▽

PR #1654, opened 2019-06-29
Add pyproject.toml file for better build support

### LINKED ISSUE #1651: setup.py attempts to import numpy before installing it
On master `setup.py` imports numpy on line 46 even though numpy is a dependency of vispy so it is not guaranteed it will be installed yet.

This causes `pip install git+https://github.com/vispy/vispy.git` to fail unless you already have numpy installed.

djhoese:
Closes #1651 

This adds a `pyproject.toml` to match PEP 518 specification so that build dependencies can be handled outside of `setup.py`. I'm hoping that @os-gabe @larsoner @renefritze and @kmuehlbauer could review and maybe test this for me as it is. Mainly, I'm wondering if the numpy/py27 setting is "good enough" for now. We won't be supporting python 2.7 after this next release, but it should at least work (is PEP 518 supported for py27?).

I'd like to add to this later with some changes to how `numpy` is imported in `setup.py` since I don't *think* it is needed the way we have it.

Also, does anyone know if there is a way to optionally require `npm` so that the jupyter widget can be built/compiled?

### DIFF
--- a/pyproject.toml
+++ b/pyproject.toml
@@ -1,0 +1,10 @@
+[build-system]
+requires = [
+    "wheel",
+    "setuptools",
+    "Cython>=0.29.2",
+    "numpy; python_version=='2.7'",
+    "numpy==1.13.3; python_version=='3.5'",
+    "numpy==1.13.3; python_version=='3.6'",
+    "numpy==1.14.5; python_version>='3.7'",
+]
--- a/setup.py
+++ b/setup.py
@@ -43,7 +43,6 @@ from setuptools.command.build_py import build_py
 from setuptools.command.build_ext import build_ext as _build_ext
 from setuptools.command.egg_info import egg_info
 from subprocess import check_call
-import numpy as np
 
 
 try:
@@ -305,7 +304,6 @@ setup(
     },
     packages=find_packages(),
     ext_modules=cythonize(extensions),
-    include_dirs=[np.get_include()],
     package_dir={'vispy': 'vispy'},
     data_files=[
         ('share/jupyter/nbextensions/vispy', [


larsoner:
No idea about npm

kmuehlbauer:
> No idea about npm

Me neither :sad:

renefritze:
> Also, does anyone know if there is a way to optionally require `npm` so that the jupyter widget can be built/compiled?

Not directly about npm, but rather optional requirements in general: https://github.com/pypa/pip/issues/6144
To take use this, I think npm would need some kind of pseudo python-wrapper package that fails to install if npm itself is not installed on the system already.


> is PEP 518 supported for py27?

With `pip` it is, yes. 

Install from source with this branch works for me too in a 3.7 virtualenv on debian.

os-gabe:
Installation worked for me in linux with clean 2.7 and 3.6 virtual environments via:
`pip install git+https://github.com/djhoese/vispy.git@add-pyproject-toml`

Like @kmuehlbauer I also see that it installed numpy 1.16.4 rather than the `numpy==1.13.3` specified in `pyproject.toml`

renefritze:
> Like @kmuehlbauer I also see that it installed numpy 1.16.4 rather than the `numpy==1.13.3` specified in `pyproject.toml`

Yeah, this is somewhat confusing. The older numpy will be installed during the setup time for vispy, while building its wheel in a isolated env. This wheel is then installed in the actually intendend env, where pip will just pick the latest numpy if it's not further restricted from for example `install_requires`.

kmuehlbauer:
> Yeah, this is somewhat confusing. The older numpy will be installed during the setup time for vispy, while building its wheel in a isolated env. This wheel is then installed in the actually intendend env, where pip will just pick the latest numpy if it's not further restricted from for example `install_requires`.

@renefritze This makes perfect sense! Thanks for pointing this out!

djhoese:
My latest commit removes the `import numpy as np` in the global `setup.py` context and removes the redundant `include_dirs` keyword argument. Running this on my local system with a conda environment that doesn't have numpy:

```
(vispy_no_numpy) [davidh@thanatos vispy]$ pip install .
Processing /Users/davidh/repos/git/vispy
  Installing build dependencies ... done
  Getting requirements to build wheel ... done
    Preparing wheel metadata ... done
Collecting numpy (from vispy==0.6.0.dev0)
  Downloading https://files.pythonhosted.org/packages/6b/be/608b7f72b851472388eafc010a5d46dae5d41610d0ac5df4c98c2ed1b865/numpy-1.16.4-cp37-cp37m-macosx_10_6_intel.macosx_10_9_intel.macosx_10_9_x86_64.macosx_10_10_intel.macosx_10_10_x86_64.whl (13.9MB)
     |████████████████████████████████| 13.9MB 2.5MB/s 
Building wheels for collected packages: vispy
  Building wheel for vispy (PEP 517) ... done
  Stored in directory: /private/var/folders/k6/nsv7qg197bj58rkw2b7mb2ch0000gn/T/pip-ephem-wheel-cache-vbbyrv7x/wheels/45/63/b3/ca06d2a515f562230111fb6ca8e652fd69aa0b33a1e2bcdbdb
Successfully built vispy
Installing collected packages: numpy, vispy
Successfully installed numpy-1.16.4 vispy-0.6.0.dev0

(vispy_no_numpy) [davidh@thanatos vispy]$ conda list numpy
# packages in environment at /Users/davidh/anaconda/envs/vispy_no_numpy:
#
# Name                    Version                   Build  Channel
numpy                     1.16.4                   pypi_0    pypi
```

So all looks good. Will merge after tests pass.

△

Print out the full listing above, word for word.

PR #1654, opened 2019-06-29
Add pyproject.toml file for better build support

### LINKED ISSUE #1651: setup.py attempts to import numpy before installing it
On master `setup.py` imports numpy on line 46 even though numpy is a dependency of vispy so it is not guaranteed it will be installed yet.

This causes `pip install git+https://github.com/vispy/vispy.git` to fail unless you already have numpy installed.

djhoese:
Closes #1651 

This adds a `pyproject.toml` to match PEP 518 specification so that build dependencies can be handled outside of `setup.py`. I'm hoping that @os-gabe @larsoner @renefritze and @kmuehlbauer could review and maybe test this for me as it is. Mainly, I'm wondering if the numpy/py27 setting is "good enough" for now. We won't be supporting python 2.7 after this next release, but it should at least work (is PEP 518 supported for py27?).

I'd like to add to this later with some changes to how `numpy` is imported in `setup.py` since I don't *think* it is needed the way we have it.

Also, does anyone know if there is a way to optionally require `npm` so that the jupyter widget can be built/compiled?

### DIFF
--- a/pyproject.toml
+++ b/pyproject.toml
@@ -1,0 +1,10 @@
+[build-system]
+requires = [
+    "wheel",
+    "setuptools",
+    "Cython>=0.29.2",
+    "numpy; python_version=='2.7'",
+    "numpy==1.13.3; python_version=='3.5'",
+    "numpy==1.13.3; python_version=='3.6'",
+    "numpy==1.14.5; python_version>='3.7'",
+]
--- a/setup.py
+++ b/setup.py
@@ -43,7 +43,6 @@ from setuptools.command.build_py import build_py
 from setuptools.command.build_ext import build_ext as _build_ext
 from setuptools.command.egg_info import egg_info
 from subprocess import check_call
-import numpy as np
 
 
 try:
@@ -305,7 +304,6 @@ setup(
     },
     packages=find_packages(),
     ext_modules=cythonize(extensions),
-    include_dirs=[np.get_include()],
     package_dir={'vispy': 'vispy'},
     data_files=[
         ('share/jupyter/nbextensions/vispy', [


larsoner:
No idea about npm

kmuehlbauer:
> No idea about npm

Me neither :sad:

renefritze:
> Also, does anyone know if there is a way to optionally require `npm` so that the jupyter widget can be built/compiled?

Not directly about npm, but rather optional requirements in general: https://github.com/pypa/pip/issues/6144
To take use this, I think npm would need some kind of pseudo python-wrapper package that fails to install if npm itself is not installed on the system already.


> is PEP 518 supported for py27?

With `pip` it is, yes. 

Install from source with this branch works for me too in a 3.7 virtualenv on debian.

os-gabe:
Installation worked for me in linux with clean 2.7 and 3.6 virtual environments via:
`pip install git+https://github.com/djhoese/vispy.git@add-pyproject-toml`

Like @kmuehlbauer I also see that it installed numpy 1.16.4 rather than the `numpy==1.13.3` specified in `pyproject.toml`

renefritze:
> Like @kmuehlbauer I also see that it installed numpy 1.16.4 rather than the `numpy==1.13.3` specified in `pyproject.toml`

Yeah, this is somewhat confusing. The older numpy will be installed during the setup time for vispy, while building its wheel in a isolated env. This wheel is then installed in the actually intendend env, where pip will just pick the latest numpy if it's not further restricted from for example `install_requires`.

kmuehlbauer:
> Yeah, this is somewhat confusing. The older numpy will be installed during the setup time for vispy, while building its wheel in a isolated env. This wheel is then installed in the actually intendend env, where pip will just pick the latest numpy if it's not further restricted from for example `install_requires`.

@renefritze This makes perfect sense! Thanks for pointing this out!

djhoese:
My latest commit removes the `import numpy as np` in the global `setup.py` context and removes the redundant `include_dirs` keyword argument. Running this on my local system with a conda environment that doesn't have numpy:

```
(vispy_no_numpy) [davidh@thanatos vispy]$ pip install .
Processing /Users/davidh/repos/git/vispy
  Installing build dependencies ... done
  Getting requirements to build wheel ... done
    Preparing wheel metadata ... done
Collecting numpy (from vispy==0.6.0.dev0)
  Downloading https://files.pythonhosted.org/packages/6b/be/608b7f72b851472388eafc010a5d46dae5d41610d0ac5df4c98c2ed1b865/numpy-1.16.4-cp37-cp37m-macosx_10_6_intel.macosx_10_9_intel.macosx_10_9_x86_64.macosx_10_10_intel.macosx_10_10_x86_64.whl (13.9MB)
     |████████████████████████████████| 13.9MB 2.5MB/s 
Building wheels for collected packages: vispy
  Building wheel for vispy (PEP 517) ... done
  Stored in directory: /private/var/folders/k6/nsv7qg197bj58rkw2b7mb2ch0000gn/T/pip-ephem-wheel-cache-vbbyrv7x/wheels/45/63/b3/ca06d2a515f562230111fb6ca8e652fd69aa0b33a1e2bcdbdb
Successfully built vispy
Installing collected packages: numpy, vispy
Successfully installed numpy-1.16.4 vispy-0.6.0.dev0

(vispy_no_numpy) [davidh@thanatos vispy]$ conda list numpy
# packages in environment at /Users/davidh/anaconda/envs/vispy_no_numpy:
#
# Name                    Version                   Build  Channel
numpy                     1.16.4                   pypi_0    pypi
```

So all looks good. Will merge after tests pass.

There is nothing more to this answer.